(Collected data entries)
::::::::
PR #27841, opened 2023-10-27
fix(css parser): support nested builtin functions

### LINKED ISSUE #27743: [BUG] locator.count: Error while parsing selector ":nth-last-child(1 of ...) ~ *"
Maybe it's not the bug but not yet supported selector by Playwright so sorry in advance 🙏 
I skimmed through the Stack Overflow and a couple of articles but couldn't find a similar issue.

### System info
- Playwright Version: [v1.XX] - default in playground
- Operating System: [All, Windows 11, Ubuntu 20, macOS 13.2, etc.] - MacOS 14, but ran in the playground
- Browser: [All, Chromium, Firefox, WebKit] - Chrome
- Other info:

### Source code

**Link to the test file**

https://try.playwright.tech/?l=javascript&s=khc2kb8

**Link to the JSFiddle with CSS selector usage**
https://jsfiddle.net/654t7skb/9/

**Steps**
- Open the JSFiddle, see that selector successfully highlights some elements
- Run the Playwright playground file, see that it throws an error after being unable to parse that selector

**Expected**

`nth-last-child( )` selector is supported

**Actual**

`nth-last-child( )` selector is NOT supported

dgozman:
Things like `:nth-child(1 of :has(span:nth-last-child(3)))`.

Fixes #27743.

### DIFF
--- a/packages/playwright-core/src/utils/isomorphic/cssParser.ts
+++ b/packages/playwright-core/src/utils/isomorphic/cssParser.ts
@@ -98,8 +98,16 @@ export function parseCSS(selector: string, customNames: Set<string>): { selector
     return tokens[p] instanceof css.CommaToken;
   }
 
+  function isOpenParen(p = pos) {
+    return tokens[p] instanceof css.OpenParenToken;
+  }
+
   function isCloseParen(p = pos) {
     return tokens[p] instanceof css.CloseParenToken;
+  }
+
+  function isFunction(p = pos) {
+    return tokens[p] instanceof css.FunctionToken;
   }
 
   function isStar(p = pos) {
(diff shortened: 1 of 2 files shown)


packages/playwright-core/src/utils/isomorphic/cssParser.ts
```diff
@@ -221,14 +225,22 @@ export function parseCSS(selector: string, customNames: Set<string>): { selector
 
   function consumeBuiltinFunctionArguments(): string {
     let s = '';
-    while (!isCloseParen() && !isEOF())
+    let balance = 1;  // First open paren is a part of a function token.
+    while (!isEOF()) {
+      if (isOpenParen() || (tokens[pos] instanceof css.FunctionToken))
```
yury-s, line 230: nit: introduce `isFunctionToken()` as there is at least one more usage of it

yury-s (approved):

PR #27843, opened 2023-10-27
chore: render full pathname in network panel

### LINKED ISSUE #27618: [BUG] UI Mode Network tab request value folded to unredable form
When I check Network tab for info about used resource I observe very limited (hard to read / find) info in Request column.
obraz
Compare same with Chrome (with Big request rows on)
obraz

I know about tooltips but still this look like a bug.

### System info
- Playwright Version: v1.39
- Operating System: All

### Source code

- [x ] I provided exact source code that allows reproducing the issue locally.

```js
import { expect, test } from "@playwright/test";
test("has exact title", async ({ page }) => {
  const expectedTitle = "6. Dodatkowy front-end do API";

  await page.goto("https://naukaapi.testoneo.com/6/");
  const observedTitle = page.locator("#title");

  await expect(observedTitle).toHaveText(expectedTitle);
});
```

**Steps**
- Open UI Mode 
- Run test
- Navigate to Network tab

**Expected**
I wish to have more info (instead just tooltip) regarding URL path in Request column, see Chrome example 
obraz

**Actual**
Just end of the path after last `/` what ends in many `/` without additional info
::::::::
TASK DETAILS: Reproduce the entries above in full and exactly.

FINISHED TASK:
PR #27841, opened 2023-10-27
fix(css parser): support nested builtin functions

### LINKED ISSUE #27743: [BUG] locator.count: Error while parsing selector ":nth-last-child(1 of ...) ~ *"
Maybe it's not the bug but not yet supported selector by Playwright so sorry in advance 🙏 
I skimmed through the Stack Overflow and a couple of articles but couldn't find a similar issue.

### System info
- Playwright Version: [v1.XX] - default in playground
- Operating System: [All, Windows 11, Ubuntu 20, macOS 13.2, etc.] - MacOS 14, but ran in the playground
- Browser: [All, Chromium, Firefox, WebKit] - Chrome
- Other info:

### Source code

**Link to the test file**

https://try.playwright.tech/?l=javascript&s=khc2kb8

**Link to the JSFiddle with CSS selector usage**
https://jsfiddle.net/654t7skb/9/

**Steps**
- Open the JSFiddle, see that selector successfully highlights some elements
- Run the Playwright playground file, see that it throws an error after being unable to parse that selector

**Expected**

`nth-last-child( )` selector is supported

**Actual**

`nth-last-child( )` selector is NOT supported

dgozman:
Things like `:nth-child(1 of :has(span:nth-last-child(3)))`.

Fixes #27743.

### DIFF
--- a/packages/playwright-core/src/utils/isomorphic/cssParser.ts
+++ b/packages/playwright-core/src/utils/isomorphic/cssParser.ts
@@ -98,8 +98,16 @@ export function parseCSS(selector: string, customNames: Set<string>): { selector
     return tokens[p] instanceof css.CommaToken;
   }
 
+  function isOpenParen(p = pos) {
+    return tokens[p] instanceof css.OpenParenToken;
+  }
+
   function isCloseParen(p = pos) {
     return tokens[p] instanceof css.CloseParenToken;
+  }
+
+  function isFunction(p = pos) {
+    return tokens[p] instanceof css.FunctionToken;
   }
 
   function isStar(p = pos) {
(diff shortened: 1 of 2 files shown)


packages/playwright-core/src/utils/isomorphic/cssParser.ts
```diff
@@ -221,14 +225,22 @@ export function parseCSS(selector: string, customNames: Set<string>): { selector
 
   function consumeBuiltinFunctionArguments(): string {
     let s = '';
-    while (!isCloseParen() && !isEOF())
+    let balance = 1;  // First open paren is a part of a function token.
+    while (!isEOF()) {
+      if (isOpenParen() || (tokens[pos] instanceof css.FunctionToken))
```
yury-s, line 230: nit: introduce `isFunctionToken()` as there is at least one more usage of it

yury-s (approved):

PR #27843, opened 2023-10-27
chore: render full pathname in network panel

### LINKED ISSUE #27618: [BUG] UI Mode Network tab request value folded to unredable form
When I check Network tab for info about used resource I observe very limited (hard to read / find) info in Request column.
obraz
Compare same with Chrome (with Big request rows on)
obraz

I know about tooltips but still this look like a bug.

### System info
- Playwright Version: v1.39
- Operating System: All

### Source code

- [x ] I provided exact source code that allows reproducing the issue locally.

```js
import { expect, test } from "@playwright/test";
test("has exact title", async ({ page }) => {
  const expectedTitle = "6. Dodatkowy front-end do API";

  await page.goto("https://naukaapi.testoneo.com/6/");
  const observedTitle = page.locator("#title");

  await expect(observedTitle).toHaveText(expectedTitle);
});
```

**Steps**
- Open UI Mode 
- Run test
- Navigate to Network tab

**Expected**
I wish to have more info (instead just tooltip) regarding URL path in Request column, see Chrome example 
obraz

**Actual**
Just end of the path after last `/` what ends in many `/` without additional info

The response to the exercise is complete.